Collection entries:

PR #23, opened 2014-10-24
Add product_code_mandatory and product_code_unique

clonedagain:
This PR supersedes the merge proposal made on Launchpad some time ago by @lbellier: https://code.launchpad.net/~numerigraphe-team/openerp-product-attributes/7.0-add-bremskrel-modules/+merge/219858
"I propose these 2 new modules :
product_code_mandatory: all is in the module name.
product_code_unique: having a unique product code, without sequence.
These modules have come from BREMSKERL branch (they are OK to merge).
Loïc BELLIER"

### DIFF
--- a/product_code_mandatory/__init__.py
+++ b/product_code_mandatory/__init__.py
@@ -1,0 +1,1 @@
+import product
--- a/product_code_mandatory/__openerp__.py
+++ b/product_code_mandatory/__openerp__.py
@@ -1,0 +1,38 @@
+# -*- coding: utf-8 -*-
+##############################################################################
+#
+#    OpenERP Module
+#    
+#    Copyright (C) 2010-2011 BREMSKERL-REIBBELAGWERKE EMMERLING GmbH & Co. KG
+#    Author Marco Dieckhoff
+#
+#    This program is free software: you can redistribute it and/or modify
+#    it under the terms of the GNU Affero General Public License as
+#    published by the Free Software Foundation, either version 3 of the
+#    License, or (at your option) any later version.
+#
+#    This program is distributed in the hope that it will be useful,
+#    but WITHOUT ANY WARRANTY; without even the implied warranty of
+#    MERCHANTABILITY or FITNESS FOR A PARTICULAR PURPOSE.  See the
+#    GNU Affero General Public License for more details.
+#
+#    You should have received a copy of the GNU Affero General Public License
+#    along with this program.  If not, see <http://www.gnu.org/licenses/>.
+#
+##############################################################################
+{
+    "name": "Make product code mandatory",
+    "version": "1.01",
+    "depends": ["product"],
+    "author": "Marco Dieckhoff, BREMSKERL",
+    "category": "Inventory Control",
+    "description": """Makes product code (default_code) a mandatory field 
+    """,
+    'depends' : ['product'],
+    "init_xml": [],
+    'update_xml': [],
+    'demo_xml': [],
+    'installable': True,
+    'active': False,
+#    'certificate': '${certificate}',
+}
--- a/product_code_mandatory/product.py
+++ b/product_code_mandatory/product.py
@@ -1,0 +1,16 @@
+# -*- coding: utf-8 -*-
+
+from openerp.osv import osv, fields
+
+
+class product_code_mandatory_product(osv.osv):
+    _name = "product.product"
+    _inherit = "product.product"
+
+    _columns = {
+        'default_code':  fields.char('Reference', size=64, required=True),
+    }
+
+    _defaults ={
+        'default_code': lambda *a: 'NEW',
+    }
--- a/product_code_unique/__init__.py
+++ b/product_code_unique/__init__.py
@@ -1,0 +1,1 @@
+import product
--- a/product_code_unique/__openerp__.py
+++ b/product_code_unique/__openerp__.py
@@ -1,0 +1,38 @@
+# -*- coding: utf-8 -*-
+##############################################################################
+#
+#    OpenERP Module
+#    
+#    Copyright (C) 2010-2011 BREMSKERL-REIBBELAGWERKE EMMERLING GmbH & Co. KG
+#    Author Marco Dieckhoff
+#
+#    This program is free software: you can redistribute it and/or modify
+#    it under the terms of the GNU Affero General Public License as
+#    published by the Free Software Foundation, either version 3 of the
+#    License, or (at your option) any later version.
+#
+#    This program is distributed in the hope that it will be useful,
+#    but WITHOUT ANY WARRANTY; without even the implied warranty of
+#    MERCHANTABILITY or FITNESS FOR A PARTICULAR PURPOSE.  See the
+#    GNU Affero General Public License for more details.
+#
+#    You should have received a copy of the GNU Affero General Public License
+#    along with this program.  If not, see <http://www.gnu.org/licenses/>.
+#
+##############################################################################
+{
+    "name": "Make product code unique",
+    "version": "1.01",
+    "depends": ["product"],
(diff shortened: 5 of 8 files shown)


product_code_mandatory/__init__.py
```diff
@@ -0,0 +1 @@
+import product
```
pedrobaeza, line 1: `from . import product`

product_code_mandatory/__openerp__.py
```diff
@@ -0,0 +1,38 @@
...
+    "description": """Makes product code (default_code) a mandatory field 
+    """,
+    'depends' : ['product'],
+    "init_xml": [],
+    'update_xml': [],
+    'demo_xml': [],
+    'installable': True,
+    'active': False,
+#    'certificate': '${certificate}',
+}
```
pedrobaeza, line 38: Line at the end.

product_code_mandatory/__openerp__.py
```diff
@@ -0,0 +1,38 @@
...
+    "category": "Inventory Control",
+    "description": """Makes product code (default_code) a mandatory field 
+    """,
+    'depends' : ['product'],
+    "init_xml": [],
+    'update_xml': [],
+    'demo_xml': [],
+    'installable': True,
+    'active': False,
+#    'certificate': '${certificate}',
```
pedrobaeza, line 37: Remove this line

product_code_mandatory/__openerp__.py
```diff
@@ -0,0 +1,38 @@
...
+    "version": "1.01",
+    "depends": ["product"],
+    "author": "Marco Dieckhoff, BREMSKERL",
+    "category": "Inventory Control",
+    "description": """Makes product code (default_code) a mandatory field 
+    """,
+    'depends' : ['product'],
+    "init_xml": [],
+    'update_xml': [],
+    'demo_xml': [],
```
pedrobaeza, line 34: Remove this or put 'demo'.

product_code_mandatory/__openerp__.py
```diff
@@ -0,0 +1,38 @@
...
+    "name": "Make product code mandatory",
+    "version": "1.01",
+    "depends": ["product"],
+    "author": "Marco Dieckhoff, BREMSKERL",
+    "category": "Inventory Control",
+    "description": """Makes product code (default_code) a mandatory field 
+    """,
+    'depends' : ['product'],
+    "init_xml": [],
+    'update_xml': [],
```
pedrobaeza, line 33: Put 'data' or remove both lines (init_xml and update_xml).

product_code_mandatory/product.py
```diff
@@ -0,0 +1,16 @@
...
+class product_code_mandatory_product(osv.osv):
+    _name = "product.product"
+    _inherit = "product.product"
+
+    _columns = {
+        'default_code':  fields.char('Reference', size=64, required=True),
+    }
+
+    _defaults ={
+        'default_code': lambda *a: 'NEW',
```
pedrobaeza, line 15: This can be `'default_code': 'NEW',`

product_code_unique/__init__.py
```diff
@@ -0,0 +1 @@
+import product
```
pedrobaeza, line 1: `from . import product`

pedrobaeza, line 1: Line at the end.

product_code_unique/__openerp__.py
```diff
@@ -0,0 +1,38 @@
...
+    "description": """Makes product code (default_code) a unique field 
+    """,
+    'depends': ['product'],
+    "init_xml": [],
+    'update_xml': [],
+    'demo_xml': [],
+    'installable': True,
+    'active': False,
+#    'certificate': '${certificate}',
+}
```
pedrobaeza, line 38: Same remarks as the other module.

product_code_unique/product.py
```diff
@@ -0,0 +1,43 @@
...
+            # Result may contain the current product if it's active: we remove it here.
+            if product.id in res:
+                res.remove(product.id)
+            if len(res):
+                # If we have any results left
+                # we have duplicate entries
+                return False
+        return True
+
+    _constraints = [(_check_defaultcode_and_variants,
```
pedrobaeza, line 25: Why do you have two constrainst: one SQL and the other ORM?

product_code_mandatory/product.py
```diff
@@ -0,0 +1,16 @@
+# -*- coding: utf-8 -*-
+
+from openerp.osv import osv, fields
+
+
+class product_code_mandatory_product(osv.osv):
```
lmignon, line 6: Why do you name your class product_code_.... and not product_product? IMO the usage is to keep the class name from the inherited model.
osv.osv is deprecated. I would prefer orm.Model

pedrobaeza:
Apart from that comments, I see a potential problem: if you install both modules, and create a new product letting the default 'NEW' code, this will prevent the creation of any new record, because SQL constraint is triggered always while you don't change this code.

product_code_unique/product.py
```diff
@@ -0,0 +1,43 @@
+# -*- coding: utf-8 -*-
+
+from openerp.osv import osv
+from openerp.tools.translate import _
+
+
+class product_code_unique_product(osv.osv):
+    _name = "product.product"
```
lmignon, line 8: remove '_name=' since you inherit from product.product

product_code_mandatory/product.py
```diff
@@ -0,0 +1,16 @@
...
+    _name = "product.product"
```
lmignon, line 7: remove '_name=' since you inherit from product.product

clonedagain:
Yes, when both modules are installed, users are supposed to enforce an internal reference convention of one kind or another, so keeping "NEW" would be a mistake.
Would you suggest something else?

product_code_unique/product.py
```diff
@@ -0,0 +1,43 @@
+# -*- coding: utf-8 -*-
+
+from openerp.osv import osv
+from openerp.tools.translate import _
+
+
+class product_code_unique_product(osv.osv):
```
lmignon, line 7: Same remarks as for product_code_mandatory_product

clonedagain:
I'll redo the PEP8 things, sorry I ported it directly from LP.

pedrobaeza:
You can remove the default, so user is enforced to put it. In both cases you will have the problem that when you install mandatory module, all products will have 'NEW' in their codes, as this is defined as default. When you try to install second module (unique), it will fail to put SQL constraint, because there are already conditions that don't pass. Letting empty, the check is not done.

I'm also intringued about variants in this equation...

product_code_unique/product.py
```diff
@@ -0,0 +1,43 @@
...
+    _name = "product.product"
+    _inherit = "product.product"
+
+    def _check_defaultcode_and_variants(self, cr, uid, ids):
+        for product in self.browse(cr, uid, ids):
```
lmignon, line 12: I prefer a 'read' to avoid reading the full recordset of product.product

lmignon:
Thank you for sharing these modules. Apart from a few comments in the code, nothing more to say than what has already been said by @pedrobaeza

product_code_unique/product.py
clonedagain, line 12: Actually browse was proved to be more efficient in most cases (because of the prefetching if I remmeber correctly)

lmignon, line 12: @clonedagain You are right, it's the official answer from Odoo https://www.odoo.com/fr_FR/forum/help-1/question/solved-browse-vs-read-performance-67752. I am, however, quite skeptical and I often wonder if Odoo developers sometimes look at the number of SQL queries generated by the orm.

PR #24, opened 2014-11-14
[REF] auto-fix conventions

moylop260:


eLBati:
tests broken because of https://github.com/OCA/product-attribute/pull/25

PR #29, opened 2014-12-03
[ADD] product_manufacturer: add module removed in Odoo 8.0

acysos:
Hello,

Odoo has removed this module from 8.0. For my installations is useful, so I have migrated to the new API.

I think that can be useful for someone, so I request to add to the community repository.

Greetings,
Ignacio Ibeas

### DIFF
--- a/product_manufacturer/__openerp__.py
+++ b/product_manufacturer/__openerp__.py
@@ -1,0 +1,45 @@
+##############################################################################
+#
+#    OpenERP, Open Source Management Solution
+#    Copyright (C) 2004-2009 Tiny SPRL (<http://tiny.be>).
+#
+#    This program is free software: you can redistribute it and/or modify
+#    it under the terms of the GNU Affero General Public License as
+#    published by the Free Software Foundation, either version 3 of the
+#    License, or (at your option) any later version.
+#
+#    This program is distributed in the hope that it will be useful,
+#    but WITHOUT ANY WARRANTY; without even the implied warranty of
+#    MERCHANTABILITY or FITNESS FOR A PARTICULAR PURPOSE.  See the
+#    GNU Affero General Public License for more details.
+#
+#    You should have received a copy of the GNU Affero General Public License
+#    along with this program.  If not, see <http://www.gnu.org/licenses/>.
+#
+##############################################################################
+{
+    'name': 'Products Manufacturers',
+    'version': '1.0',
+    'author': 'OpenERP SA',
+    'contributors': ['Acysos SL <info@acysos.com>'],
+    'category': 'Purchase Management',
+    'depends': ['product'],
+    'demo': [],
+    'description': """
+A module that adds manufacturers and attributes on the product form.
+====================================================================
+
+You can now define the following for a product:
+-----------------------------------------------
+    * Manufacturer
+    * Manufacturer Product Name
+    * Manufacturer Product Code
+    * Product Attributes
+    """,
+    'data': [
+        'security/ir.model.access.csv',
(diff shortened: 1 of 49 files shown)


pedrobaeza:
Travis error is unrelated.

Thanks :+1:

pedrobaeza:
Going a bit deeper, Travis error is not unrelated at all. It happens in another module, but it is because of this new addition. The problem is the following: this module is adding another field called `attribute_ids` in the view, which turns into crazy the inheritance of the view of the _product_m2m_categories_ module. Can you please include in this PR the modification to this other module to have an xpath for the inheritance view (or another reference different from attribute_ids) to avoid this problem?

Meanwhile, I put this :-1: to avoid accidental merges.

acysos:
I don't find how to solve the travis fail, can some help me?

Greetings

pedrobaeza:
Ignacio, please rename _attribute_ids_ field for the module product_manufacturer to another name (for example _manufacturer_attribute_ids_, and try again. With that, I think you will get all solved.

acysos:
The travis continue with the same error. I have tested the two modules in the same database and work without any problem.

pedrobaeza:
One thing: why don't you just remove attributes, because they are redundant with new product attributes and doesn't add anything relevant? With that move, I think the problem will be gone.

acysos:
Yes, it can be removed, the function is different, because the new attributes add variants and this only add values, but can be redundant. I will go to update it.

acysos:
I have signed the CLA, this an error.

oihane:
@pedrobaeza, as you asked @acysos has deleted attributes part, I have been taking a look and it gives an unexpected travis error, I do not understand because as Ignacio says it does not have any problem installing
:+1:

acysos:
Yes, I think that is a problem in travis, because the two modules work without problems.

Greetings

product_manufacturer/__openerp__.py
```diff
@@ -0,0 +1,43 @@
...
+{
+    'name': 'Products Manufacturers',
+    'version': '1.0',
+    'author': 'OpenERP SA',
+    'contributors': ['Acysos SL <info@acysos.com>'],
+    'category': 'Purchase Management',
+    'depends': ['product'],
+    'demo': [],
+    'description': """
+A module that adds manufacturers and attributes on the product form.
```
pedrobaeza: Please extract this to a README.rst file and remove from here, because Odoo can parse these files and so it's compatible with both GitHub and Odoo.

pedrobaeza:
Good to see that you have finally found that the problem was with the ID of the view.

One last thing you have to do is to remove the attributes part from the translations.

product_manufacturer/__openerp__.py
acysos: I don't understand this?

oihane: You have to add a file `README.rst`  where you will write the same as it is in description.
In that way, you can see it in Odoo and also in Github.
When you have done this remove **description** from `__openerp__.py` file

pedrobaeza: In v8, you can put this text in a separated file called README.rst, and thus it can be parsed also by code view in GitHub. See an example here: https://github.com/odoomrp/odoomrp-wip/tree/8.0/stock_purchase_unit

pedrobaeza:
Thank you very much for all your efforts, Ignacio.

:+1:

acysos:
Not at all. Now to the next module.

rvalyi:
:+1:  LGTM

PR #30, opened 2014-12-05
8.0 product template header

foutoucour:
Simple module to create a header for the product.template form view.

It was used in the context to develop several action buttons for product.template but the architecture of the project asked that each buttons were developed in different module.

With this module, each button were easily added in a unique header without strange depencencies.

* **Directions**:
With the data above as the source, tally the lines that include the string "prefer", and give that figure alone.

* **Answer for the task**:
2